Aim of the task:
In the records that follow, find each line containing "checkout" and copy it.

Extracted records
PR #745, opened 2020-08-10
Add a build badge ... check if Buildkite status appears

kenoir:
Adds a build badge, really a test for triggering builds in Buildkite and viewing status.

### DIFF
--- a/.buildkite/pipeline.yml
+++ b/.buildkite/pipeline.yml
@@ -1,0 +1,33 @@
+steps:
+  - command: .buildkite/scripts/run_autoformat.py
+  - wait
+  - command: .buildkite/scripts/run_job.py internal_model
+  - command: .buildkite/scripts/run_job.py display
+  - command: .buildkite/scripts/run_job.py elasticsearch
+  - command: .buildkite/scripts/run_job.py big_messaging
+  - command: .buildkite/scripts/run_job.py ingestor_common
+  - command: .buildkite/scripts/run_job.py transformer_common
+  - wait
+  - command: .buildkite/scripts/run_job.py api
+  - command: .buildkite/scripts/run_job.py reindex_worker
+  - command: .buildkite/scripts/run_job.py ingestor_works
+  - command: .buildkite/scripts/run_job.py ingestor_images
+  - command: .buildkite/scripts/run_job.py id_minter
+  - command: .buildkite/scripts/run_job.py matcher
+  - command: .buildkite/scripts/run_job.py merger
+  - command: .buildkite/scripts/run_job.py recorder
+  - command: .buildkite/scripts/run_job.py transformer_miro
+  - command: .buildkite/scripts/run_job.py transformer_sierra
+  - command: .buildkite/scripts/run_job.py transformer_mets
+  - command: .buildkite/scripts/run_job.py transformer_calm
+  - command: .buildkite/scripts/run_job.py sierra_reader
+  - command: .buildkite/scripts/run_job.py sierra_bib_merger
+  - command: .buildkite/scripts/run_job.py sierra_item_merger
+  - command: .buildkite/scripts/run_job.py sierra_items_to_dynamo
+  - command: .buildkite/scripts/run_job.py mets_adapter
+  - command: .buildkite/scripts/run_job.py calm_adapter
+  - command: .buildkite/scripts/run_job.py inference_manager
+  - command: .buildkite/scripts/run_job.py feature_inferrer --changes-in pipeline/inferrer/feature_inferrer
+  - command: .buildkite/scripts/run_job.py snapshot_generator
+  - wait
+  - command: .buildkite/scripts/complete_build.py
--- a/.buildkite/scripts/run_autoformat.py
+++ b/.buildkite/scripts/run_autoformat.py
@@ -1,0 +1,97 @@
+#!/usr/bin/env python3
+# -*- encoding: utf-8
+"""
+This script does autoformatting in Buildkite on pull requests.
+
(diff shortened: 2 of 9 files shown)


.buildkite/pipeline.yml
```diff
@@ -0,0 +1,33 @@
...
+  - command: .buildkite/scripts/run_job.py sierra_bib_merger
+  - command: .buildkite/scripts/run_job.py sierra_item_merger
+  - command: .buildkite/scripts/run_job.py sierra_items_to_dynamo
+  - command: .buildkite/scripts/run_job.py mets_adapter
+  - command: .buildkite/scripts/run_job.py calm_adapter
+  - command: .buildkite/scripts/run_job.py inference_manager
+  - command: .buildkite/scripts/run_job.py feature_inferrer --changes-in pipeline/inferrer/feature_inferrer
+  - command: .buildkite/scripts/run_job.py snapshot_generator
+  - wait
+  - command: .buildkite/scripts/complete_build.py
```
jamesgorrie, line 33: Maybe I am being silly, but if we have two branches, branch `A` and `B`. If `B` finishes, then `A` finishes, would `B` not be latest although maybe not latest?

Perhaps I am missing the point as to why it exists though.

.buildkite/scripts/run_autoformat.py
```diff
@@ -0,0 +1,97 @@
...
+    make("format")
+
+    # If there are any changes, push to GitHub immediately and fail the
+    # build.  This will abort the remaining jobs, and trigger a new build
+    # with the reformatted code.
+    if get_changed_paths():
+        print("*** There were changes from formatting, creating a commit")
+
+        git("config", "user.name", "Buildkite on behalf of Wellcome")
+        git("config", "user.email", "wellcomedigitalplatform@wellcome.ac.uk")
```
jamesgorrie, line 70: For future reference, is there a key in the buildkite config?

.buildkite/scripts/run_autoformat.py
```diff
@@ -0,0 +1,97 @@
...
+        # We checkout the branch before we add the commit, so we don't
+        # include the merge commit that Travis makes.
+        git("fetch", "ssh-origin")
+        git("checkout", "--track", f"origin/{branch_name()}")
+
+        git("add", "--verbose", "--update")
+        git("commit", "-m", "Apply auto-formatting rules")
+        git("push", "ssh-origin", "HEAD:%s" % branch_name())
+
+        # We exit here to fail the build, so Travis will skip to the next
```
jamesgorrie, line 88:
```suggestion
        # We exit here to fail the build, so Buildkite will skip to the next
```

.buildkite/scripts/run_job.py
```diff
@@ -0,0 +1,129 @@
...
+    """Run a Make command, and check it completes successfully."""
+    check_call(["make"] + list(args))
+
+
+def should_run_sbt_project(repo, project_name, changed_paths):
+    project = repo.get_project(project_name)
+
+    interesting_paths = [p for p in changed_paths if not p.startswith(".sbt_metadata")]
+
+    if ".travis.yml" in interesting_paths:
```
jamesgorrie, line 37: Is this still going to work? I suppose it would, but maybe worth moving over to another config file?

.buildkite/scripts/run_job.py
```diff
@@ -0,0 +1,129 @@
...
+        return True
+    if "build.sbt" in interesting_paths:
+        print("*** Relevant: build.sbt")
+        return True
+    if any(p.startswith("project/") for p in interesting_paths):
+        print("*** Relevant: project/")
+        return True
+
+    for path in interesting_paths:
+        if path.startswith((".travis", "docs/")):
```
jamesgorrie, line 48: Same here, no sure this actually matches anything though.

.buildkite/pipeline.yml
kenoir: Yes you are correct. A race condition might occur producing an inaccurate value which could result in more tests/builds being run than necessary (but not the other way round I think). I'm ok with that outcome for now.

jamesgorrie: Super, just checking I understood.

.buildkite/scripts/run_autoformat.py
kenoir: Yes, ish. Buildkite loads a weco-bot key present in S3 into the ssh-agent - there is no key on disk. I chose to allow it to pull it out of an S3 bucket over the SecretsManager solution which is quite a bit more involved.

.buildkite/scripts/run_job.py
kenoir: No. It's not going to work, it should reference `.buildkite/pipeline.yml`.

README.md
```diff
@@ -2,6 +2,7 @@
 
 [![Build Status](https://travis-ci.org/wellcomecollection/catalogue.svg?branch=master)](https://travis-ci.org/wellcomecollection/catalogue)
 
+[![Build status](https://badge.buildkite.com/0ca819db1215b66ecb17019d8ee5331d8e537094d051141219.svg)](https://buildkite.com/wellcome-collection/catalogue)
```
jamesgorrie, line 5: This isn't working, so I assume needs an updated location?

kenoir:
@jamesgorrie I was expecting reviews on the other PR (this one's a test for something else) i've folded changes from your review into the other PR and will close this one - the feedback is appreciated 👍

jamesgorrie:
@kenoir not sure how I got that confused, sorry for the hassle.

--

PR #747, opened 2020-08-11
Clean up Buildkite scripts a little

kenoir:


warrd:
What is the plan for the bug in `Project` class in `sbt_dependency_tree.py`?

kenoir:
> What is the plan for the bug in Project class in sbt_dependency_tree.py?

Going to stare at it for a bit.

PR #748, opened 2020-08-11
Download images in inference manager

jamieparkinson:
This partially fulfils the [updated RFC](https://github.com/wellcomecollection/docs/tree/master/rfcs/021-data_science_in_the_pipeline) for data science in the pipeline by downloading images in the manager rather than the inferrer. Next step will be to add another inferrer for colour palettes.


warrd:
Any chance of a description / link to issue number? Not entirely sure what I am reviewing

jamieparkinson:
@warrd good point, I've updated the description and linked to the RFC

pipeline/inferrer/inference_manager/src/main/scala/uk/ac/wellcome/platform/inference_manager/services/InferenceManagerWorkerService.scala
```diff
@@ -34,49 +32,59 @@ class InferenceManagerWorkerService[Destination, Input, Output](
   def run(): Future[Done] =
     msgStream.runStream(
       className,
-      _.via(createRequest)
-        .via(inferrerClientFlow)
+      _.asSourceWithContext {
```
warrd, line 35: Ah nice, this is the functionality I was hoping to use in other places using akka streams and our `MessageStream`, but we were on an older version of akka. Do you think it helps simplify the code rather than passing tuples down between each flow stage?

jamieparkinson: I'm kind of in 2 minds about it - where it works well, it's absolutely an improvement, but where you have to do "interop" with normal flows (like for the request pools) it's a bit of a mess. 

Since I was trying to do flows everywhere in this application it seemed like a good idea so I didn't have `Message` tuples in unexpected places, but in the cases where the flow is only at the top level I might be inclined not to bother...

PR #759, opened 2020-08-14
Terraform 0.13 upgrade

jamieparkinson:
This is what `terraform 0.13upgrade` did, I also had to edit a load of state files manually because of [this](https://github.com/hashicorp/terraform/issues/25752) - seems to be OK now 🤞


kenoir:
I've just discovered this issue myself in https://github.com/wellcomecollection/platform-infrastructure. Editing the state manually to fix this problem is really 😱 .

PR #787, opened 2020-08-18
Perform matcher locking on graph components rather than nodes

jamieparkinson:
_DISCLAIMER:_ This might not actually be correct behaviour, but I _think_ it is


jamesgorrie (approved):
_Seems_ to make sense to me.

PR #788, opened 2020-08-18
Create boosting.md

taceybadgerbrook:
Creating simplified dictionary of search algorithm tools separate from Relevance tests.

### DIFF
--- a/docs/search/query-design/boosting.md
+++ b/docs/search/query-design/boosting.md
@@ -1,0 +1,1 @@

==

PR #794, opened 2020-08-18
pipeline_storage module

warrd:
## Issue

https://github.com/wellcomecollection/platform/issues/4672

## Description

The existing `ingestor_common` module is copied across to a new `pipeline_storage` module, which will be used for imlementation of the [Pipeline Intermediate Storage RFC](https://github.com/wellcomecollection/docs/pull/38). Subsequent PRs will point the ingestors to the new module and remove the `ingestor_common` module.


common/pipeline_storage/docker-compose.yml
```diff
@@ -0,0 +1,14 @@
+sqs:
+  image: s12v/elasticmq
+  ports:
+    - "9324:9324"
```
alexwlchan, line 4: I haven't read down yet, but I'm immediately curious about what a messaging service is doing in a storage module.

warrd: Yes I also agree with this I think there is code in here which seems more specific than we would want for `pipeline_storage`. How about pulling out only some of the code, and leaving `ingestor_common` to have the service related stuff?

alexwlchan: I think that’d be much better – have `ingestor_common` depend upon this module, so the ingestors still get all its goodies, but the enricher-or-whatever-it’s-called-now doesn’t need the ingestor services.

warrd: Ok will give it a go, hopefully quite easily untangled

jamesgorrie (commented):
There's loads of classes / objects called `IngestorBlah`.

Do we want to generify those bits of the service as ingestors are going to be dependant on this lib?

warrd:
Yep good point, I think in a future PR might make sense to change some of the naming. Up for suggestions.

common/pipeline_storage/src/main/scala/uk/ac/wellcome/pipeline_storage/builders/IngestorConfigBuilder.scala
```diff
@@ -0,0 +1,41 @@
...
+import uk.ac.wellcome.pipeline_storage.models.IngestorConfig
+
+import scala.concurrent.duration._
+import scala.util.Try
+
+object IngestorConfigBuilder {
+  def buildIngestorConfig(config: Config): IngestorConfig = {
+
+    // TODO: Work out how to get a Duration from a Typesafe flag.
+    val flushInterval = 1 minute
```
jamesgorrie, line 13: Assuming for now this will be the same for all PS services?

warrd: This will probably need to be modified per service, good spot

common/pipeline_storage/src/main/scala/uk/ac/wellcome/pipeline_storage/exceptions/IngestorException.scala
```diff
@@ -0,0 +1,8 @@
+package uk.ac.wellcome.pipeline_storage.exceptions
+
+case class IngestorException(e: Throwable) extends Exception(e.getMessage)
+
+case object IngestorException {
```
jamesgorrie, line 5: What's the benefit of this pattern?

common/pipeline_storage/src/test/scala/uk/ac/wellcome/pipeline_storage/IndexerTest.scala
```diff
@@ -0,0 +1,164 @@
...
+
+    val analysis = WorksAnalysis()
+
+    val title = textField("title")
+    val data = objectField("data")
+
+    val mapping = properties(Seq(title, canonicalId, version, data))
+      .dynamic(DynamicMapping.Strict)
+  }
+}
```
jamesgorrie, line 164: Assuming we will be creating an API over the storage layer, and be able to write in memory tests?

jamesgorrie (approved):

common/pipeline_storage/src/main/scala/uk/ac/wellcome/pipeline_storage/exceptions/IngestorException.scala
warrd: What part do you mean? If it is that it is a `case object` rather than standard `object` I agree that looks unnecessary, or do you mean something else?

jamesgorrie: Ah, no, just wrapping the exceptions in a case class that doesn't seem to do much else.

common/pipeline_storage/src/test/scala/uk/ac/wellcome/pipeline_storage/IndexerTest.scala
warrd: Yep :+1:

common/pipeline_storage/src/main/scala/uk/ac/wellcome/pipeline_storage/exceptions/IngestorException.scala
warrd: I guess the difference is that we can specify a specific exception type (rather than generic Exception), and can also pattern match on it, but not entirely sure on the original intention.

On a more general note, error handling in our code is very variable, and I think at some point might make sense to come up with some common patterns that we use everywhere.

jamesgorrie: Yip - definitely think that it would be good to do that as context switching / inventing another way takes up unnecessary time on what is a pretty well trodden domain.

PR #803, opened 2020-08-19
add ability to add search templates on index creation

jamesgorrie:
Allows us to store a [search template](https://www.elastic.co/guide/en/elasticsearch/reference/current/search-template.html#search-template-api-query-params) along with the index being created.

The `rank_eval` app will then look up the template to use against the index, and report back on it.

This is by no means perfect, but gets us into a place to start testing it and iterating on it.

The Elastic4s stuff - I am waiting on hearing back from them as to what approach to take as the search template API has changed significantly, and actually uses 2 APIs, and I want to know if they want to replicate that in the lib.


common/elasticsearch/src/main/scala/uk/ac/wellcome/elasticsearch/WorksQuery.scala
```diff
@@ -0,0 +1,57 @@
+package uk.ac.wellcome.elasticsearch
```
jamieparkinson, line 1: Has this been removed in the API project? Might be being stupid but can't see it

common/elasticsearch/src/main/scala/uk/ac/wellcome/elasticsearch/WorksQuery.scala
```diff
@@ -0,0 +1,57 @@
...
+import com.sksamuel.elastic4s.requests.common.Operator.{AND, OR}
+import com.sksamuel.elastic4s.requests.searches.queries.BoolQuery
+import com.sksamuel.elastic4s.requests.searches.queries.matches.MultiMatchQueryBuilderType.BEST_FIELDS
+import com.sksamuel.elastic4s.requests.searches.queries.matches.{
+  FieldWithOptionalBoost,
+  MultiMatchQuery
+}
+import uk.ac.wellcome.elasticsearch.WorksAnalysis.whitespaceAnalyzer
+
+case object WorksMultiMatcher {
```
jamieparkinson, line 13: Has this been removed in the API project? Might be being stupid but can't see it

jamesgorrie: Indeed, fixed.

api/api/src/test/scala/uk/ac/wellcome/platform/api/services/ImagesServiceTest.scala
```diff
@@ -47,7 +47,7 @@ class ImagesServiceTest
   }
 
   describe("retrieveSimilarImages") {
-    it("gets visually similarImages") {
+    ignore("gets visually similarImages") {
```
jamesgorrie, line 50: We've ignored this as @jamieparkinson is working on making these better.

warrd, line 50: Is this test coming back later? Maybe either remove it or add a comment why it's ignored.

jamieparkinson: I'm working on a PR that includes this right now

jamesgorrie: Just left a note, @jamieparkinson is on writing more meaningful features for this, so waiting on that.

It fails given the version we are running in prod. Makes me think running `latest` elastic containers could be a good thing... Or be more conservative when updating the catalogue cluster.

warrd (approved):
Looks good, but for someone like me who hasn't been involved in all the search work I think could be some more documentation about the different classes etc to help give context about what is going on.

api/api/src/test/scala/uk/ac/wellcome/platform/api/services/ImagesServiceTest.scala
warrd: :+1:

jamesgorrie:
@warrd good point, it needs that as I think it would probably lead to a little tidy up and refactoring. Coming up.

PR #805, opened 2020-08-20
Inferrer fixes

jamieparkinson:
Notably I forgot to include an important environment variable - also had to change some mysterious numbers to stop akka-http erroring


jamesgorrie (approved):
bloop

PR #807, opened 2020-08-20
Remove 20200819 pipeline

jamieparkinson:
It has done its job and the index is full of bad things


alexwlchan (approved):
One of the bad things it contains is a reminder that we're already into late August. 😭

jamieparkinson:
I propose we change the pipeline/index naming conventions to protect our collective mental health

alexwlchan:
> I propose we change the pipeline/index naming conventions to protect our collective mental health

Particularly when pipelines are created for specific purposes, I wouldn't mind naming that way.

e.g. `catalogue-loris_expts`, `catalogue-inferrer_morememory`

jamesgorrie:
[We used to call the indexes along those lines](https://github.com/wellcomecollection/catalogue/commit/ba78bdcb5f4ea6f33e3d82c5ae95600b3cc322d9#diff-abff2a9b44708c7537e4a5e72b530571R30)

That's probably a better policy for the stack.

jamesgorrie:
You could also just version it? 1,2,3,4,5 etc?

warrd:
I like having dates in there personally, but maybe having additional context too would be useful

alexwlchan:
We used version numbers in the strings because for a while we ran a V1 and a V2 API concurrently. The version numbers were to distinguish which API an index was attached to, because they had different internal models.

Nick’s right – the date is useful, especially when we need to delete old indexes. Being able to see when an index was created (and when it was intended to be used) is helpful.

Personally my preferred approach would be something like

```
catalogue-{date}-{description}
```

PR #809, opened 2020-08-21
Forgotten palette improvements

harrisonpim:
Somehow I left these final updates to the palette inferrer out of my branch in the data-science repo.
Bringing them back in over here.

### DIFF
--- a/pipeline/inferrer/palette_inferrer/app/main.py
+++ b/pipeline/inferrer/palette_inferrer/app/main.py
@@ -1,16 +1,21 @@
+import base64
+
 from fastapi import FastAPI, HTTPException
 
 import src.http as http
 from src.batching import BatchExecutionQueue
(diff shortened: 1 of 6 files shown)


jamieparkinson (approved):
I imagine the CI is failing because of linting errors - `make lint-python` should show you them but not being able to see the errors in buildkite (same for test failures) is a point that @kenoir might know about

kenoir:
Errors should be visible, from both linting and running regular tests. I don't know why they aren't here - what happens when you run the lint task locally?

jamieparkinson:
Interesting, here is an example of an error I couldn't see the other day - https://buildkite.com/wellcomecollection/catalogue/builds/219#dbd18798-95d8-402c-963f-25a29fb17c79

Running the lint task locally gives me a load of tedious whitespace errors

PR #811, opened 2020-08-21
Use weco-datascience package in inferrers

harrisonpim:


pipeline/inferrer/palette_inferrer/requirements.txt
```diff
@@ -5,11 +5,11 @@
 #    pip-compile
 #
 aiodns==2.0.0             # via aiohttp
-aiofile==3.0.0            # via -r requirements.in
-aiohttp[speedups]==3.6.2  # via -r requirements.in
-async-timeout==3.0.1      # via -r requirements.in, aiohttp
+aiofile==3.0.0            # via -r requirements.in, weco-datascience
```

Result for this exercise:
+        # We checkout the branch before we add the commit, so we don't
+        git("checkout", "--track", f"origin/{branch_name()}")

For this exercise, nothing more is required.